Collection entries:
PR #1712, opened 2026-09-14
Handle FastSpring subscription webhooks: canceled, deactivated, charge.completed

alisa911:
Adds three FastSpring subscription webhooks. Until now a cancellation, a deactivation or a renewal reached `supporters_device_sub` only through revalidation: the Jenkins job touches an active subscription once per 14 days, the server only after `expiretime` has passed. So `autorenewing`, `expiretime` and `valid` lagged behind FastSpring by up to two weeks.

Refs #3334.

### Endpoints

| Event | Endpoint | Fires |
|---|---|---|
| `subscription.canceled` | `/fs/subscription-canceled` | customer portal cancel, "Deactivate at Next Period", API cancel without `billingPeriod=0` |
| `subscription.deactivated` | `/fs/subscription-deactivated` | end of the paid period, "Deactivate Now", API cancel with `billingPeriod=0` |
| `subscription.charge.completed` | `/fs/subscription-charge-completed` | automatic and managed rebills, proration adjustments (not the initial purchase) |

All three have to be configured in the FastSpring dashboard (event -> URL), otherwise they are never delivered.

### How the record is found

The `subscription.*` payloads carry the subscription object, not the order: there is no order id in them, while our record is keyed by `orderid + sku`. `subscription.charge.completed` does carry an order, but it is the rebill order, not the one we store. So all three handlers take only the subscription id from the payload, read `GET /subscriptions/{id}` and use `initialOrderId` + `sku` from the response. A rebill therefore updates the existing record instead of inserting a second one under the new order id.

Missing record (the hook overtook `order.completed`) is answered with an error so that FastSpring retries, same as `return.created`.

### State

The state is applied by `UserSubscriptionService.applyFastSpringSubscription`, extracted from `revalidateFastSpringSubscription`, so the hook and the revalidation cannot diverge:

- canceled: `autorenewing=false`, `expiretime=deactivationDate`, stays valid until then
- deactivated: `valid=false`, `autorenewing=false`, `kind=expired` unless refund or chargeback already set it (previously the server revoked a subscription with an empty `kind`)
- rebill: `expiretime` moves to the next billing date

The hook also sets `checktime`, unlike revalidation: the data comes straight from the API, so neither the job nor the next user request has to re-check it.

### Tests

`FastSpringSubscriptionEventsTest`, 4 cases. The webhook fixtures are built from the documented payloads — no real events have been recorded yet; the API responses they are validated against are real. `FastSpringSubscriptionsGetTest` gains an assertion on `kind`.

## AI disclaimer

Written with Claude Code (Claude Opus 5), driven by [@alisa911](https://github.com/alisa911). Summary of the requests it worked from, in order:

1. Continue the FastSpring task from a handoff file and issue #3334: add the three remaining subscription webhooks. The agent read the merged work from #1698, proposed a plan, and was told to stop planning and take the hooks one at a time, reading the FastSpring documentation for each.

2. Add subscription.canceled. The documented payload turned out to carry the subscription object only, with no order id, while our record is keyed by orderid plus sku, so the handler takes the subscription id from the payload and reads GET /subscriptions/{id} for initialOrderId and the current state. FastSpringHelper.getSubscription became public and gained initialOrderId, and the state mapping was extracted from revalidateFastSpringSubscription into applyFastSpringSubscription so the hook and the revalidation cannot diverge.

3. Corrections on process and naming: never commit without explicit permission, keep only real recorded payloads in fixtures (the doc-based test was removed, then restored on the author's decision with a note that no real event exists yet), and name the endpoint after the event, so /fs/subscription became /fs/subscription-canceled following /fs/order-completed.

4. Explain why the build failed. The agent found that java-tools/settings.gradle builds against the neighbouring ~/osmand/android checkout, which was 42 commits behind and missing SpatialSearchResult.getAtoms(); the author updated it and compilation passed.

5. Add subscription.deactivated. While checking who writes the kind column, the agent reported that the server revoked subscriptions leaving kind empty; the author said a found bug is to be fixed, not documented, so deactivation now writes UpdateSubscription.EXPIRED_STATE (made public instead of declaring a new constant) unless refund or chargeback already set kind.

6. Add subscription.charge.completed. A rebill is a new order, so the handler resolves initialOrderId and updates the existing record instead of inserting a second one under the rebill order id; the documentation for order.completed confirms it does not fire for rebills.

7. Review the code-review findings. Confirmed by the agent and fixed: a record revoked with kind refund or chargeback was re-validated back to valid, deactivation left expiretime at the old billing date while getSubscriptionInfo derives the user-visible state from it, and an event without a subscription id was acknowledged instead of retried. The finding about events for subscriptions that are absent from the database was dismissed by the author as impossible in practice.

8. Repeated pushback on the agent's own changes: the kind constants were moved around twice before landing in FastSpringHelper next to SUBSCRIPTION_STATE_*, the collapsed dispatch branches were restored to three explicit ones, and a duplicated documentation link was removed.

The agent made no commits without explicit permission and pushed only when asked. The FastSpring tests (net.osmand.server.fs, 21 cases) were run locally by the agent with gradle; the android checkout update needed to compile the project was done by the author. The webhook fixtures are built from the documented payloads, no live events have been recorded, and the three endpoints still have to be enabled in the FastSpring dashboard, which the agent has no access to.


alisa911:
https://github.com/osmandapp/OsmAnd-Issues/issues/3334

RZR-UA (approved):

Your objective: Give back each record exactly, from the first line through the last.

Solved exercise:
PR #1712, opened 2026-09-14
Handle FastSpring subscription webhooks: canceled, deactivated, charge.completed

alisa911:
Adds three FastSpring subscription webhooks. Until now a cancellation, a deactivation or a renewal reached `supporters_device_sub` only through revalidation: the Jenkins job touches an active subscription once per 14 days, the server only after `expiretime` has passed. So `autorenewing`, `expiretime` and `valid` lagged behind FastSpring by up to two weeks.

Refs #3334.

### Endpoints

| Event | Endpoint | Fires |
|---|---|---|
| `subscription.canceled` | `/fs/subscription-canceled` | customer portal cancel, "Deactivate at Next Period", API cancel without `billingPeriod=0` |
| `subscription.deactivated` | `/fs/subscription-deactivated` | end of the paid period, "Deactivate Now", API cancel with `billingPeriod=0` |
| `subscription.charge.completed` | `/fs/subscription-charge-completed` | automatic and managed rebills, proration adjustments (not the initial purchase) |

All three have to be configured in the FastSpring dashboard (event -> URL), otherwise they are never delivered.

### How the record is found

The `subscription.*` payloads carry the subscription object, not the order: there is no order id in them, while our record is keyed by `orderid + sku`. `subscription.charge.completed` does carry an order, but it is the rebill order, not the one we store. So all three handlers take only the subscription id from the payload, read `GET /subscriptions/{id}` and use `initialOrderId` + `sku` from the response. A rebill therefore updates the existing record instead of inserting a second one under the new order id.

Missing record (the hook overtook `order.completed`) is answered with an error so that FastSpring retries, same as `return.created`.

### State

The state is applied by `UserSubscriptionService.applyFastSpringSubscription`, extracted from `revalidateFastSpringSubscription`, so the hook and the revalidation cannot diverge:

- canceled: `autorenewing=false`, `expiretime=deactivationDate`, stays valid until then
- deactivated: `valid=false`, `autorenewing=false`, `kind=expired` unless refund or chargeback already set it (previously the server revoked a subscription with an empty `kind`)
- rebill: `expiretime` moves to the next billing date

The hook also sets `checktime`, unlike revalidation: the data comes straight from the API, so neither the job nor the next user request has to re-check it.

### Tests

`FastSpringSubscriptionEventsTest`, 4 cases. The webhook fixtures are built from the documented payloads — no real events have been recorded yet; the API responses they are validated against are real. `FastSpringSubscriptionsGetTest` gains an assertion on `kind`.

## AI disclaimer

Written with Claude Code (Claude Opus 5), driven by [@alisa911](https://github.com/alisa911). Summary of the requests it worked from, in order:

1. Continue the FastSpring task from a handoff file and issue #3334: add the three remaining subscription webhooks. The agent read the merged work from #1698, proposed a plan, and was told to stop planning and take the hooks one at a time, reading the FastSpring documentation for each.

2. Add subscription.canceled. The documented payload turned out to carry the subscription object only, with no order id, while our record is keyed by orderid plus sku, so the handler takes the subscription id from the payload and reads GET /subscriptions/{id} for initialOrderId and the current state. FastSpringHelper.getSubscription became public and gained initialOrderId, and the state mapping was extracted from revalidateFastSpringSubscription into applyFastSpringSubscription so the hook and the revalidation cannot diverge.

3. Corrections on process and naming: never commit without explicit permission, keep only real recorded payloads in fixtures (the doc-based test was removed, then restored on the author's decision with a note that no real event exists yet), and name the endpoint after the event, so /fs/subscription became /fs/subscription-canceled following /fs/order-completed.

4. Explain why the build failed. The agent found that java-tools/settings.gradle builds against the neighbouring ~/osmand/android checkout, which was 42 commits behind and missing SpatialSearchResult.getAtoms(); the author updated it and compilation passed.

5. Add subscription.deactivated. While checking who writes the kind column, the agent reported that the server revoked subscriptions leaving kind empty; the author said a found bug is to be fixed, not documented, so deactivation now writes UpdateSubscription.EXPIRED_STATE (made public instead of declaring a new constant) unless refund or chargeback already set kind.

6. Add subscription.charge.completed. A rebill is a new order, so the handler resolves initialOrderId and updates the existing record instead of inserting a second one under the rebill order id; the documentation for order.completed confirms it does not fire for rebills.

7. Review the code-review findings. Confirmed by the agent and fixed: a record revoked with kind refund or chargeback was re-validated back to valid, deactivation left expiretime at the old billing date while getSubscriptionInfo derives the user-visible state from it, and an event without a subscription id was acknowledged instead of retried. The finding about events for subscriptions that are absent from the database was dismissed by the author as impossible in practice.

8. Repeated pushback on the agent's own changes: the kind constants were moved around twice before landing in FastSpringHelper next to SUBSCRIPTION_STATE_*, the collapsed dispatch branches were restored to three explicit ones, and a duplicated documentation link was removed.

The agent made no commits without explicit permission and pushed only when asked. The FastSpring tests (net.osmand.server.fs, 21 cases) were run locally by the agent with gradle; the android checkout update needed to compile the project was done by the author. The webhook fixtures are built from the documented payloads, no live events have been recorded, and the three endpoints still have to be enabled in the FastSpring dashboard, which the agent has no access to.


alisa911:
https://github.com/osmandapp/OsmAnd-Issues/issues/3334

RZR-UA (approved):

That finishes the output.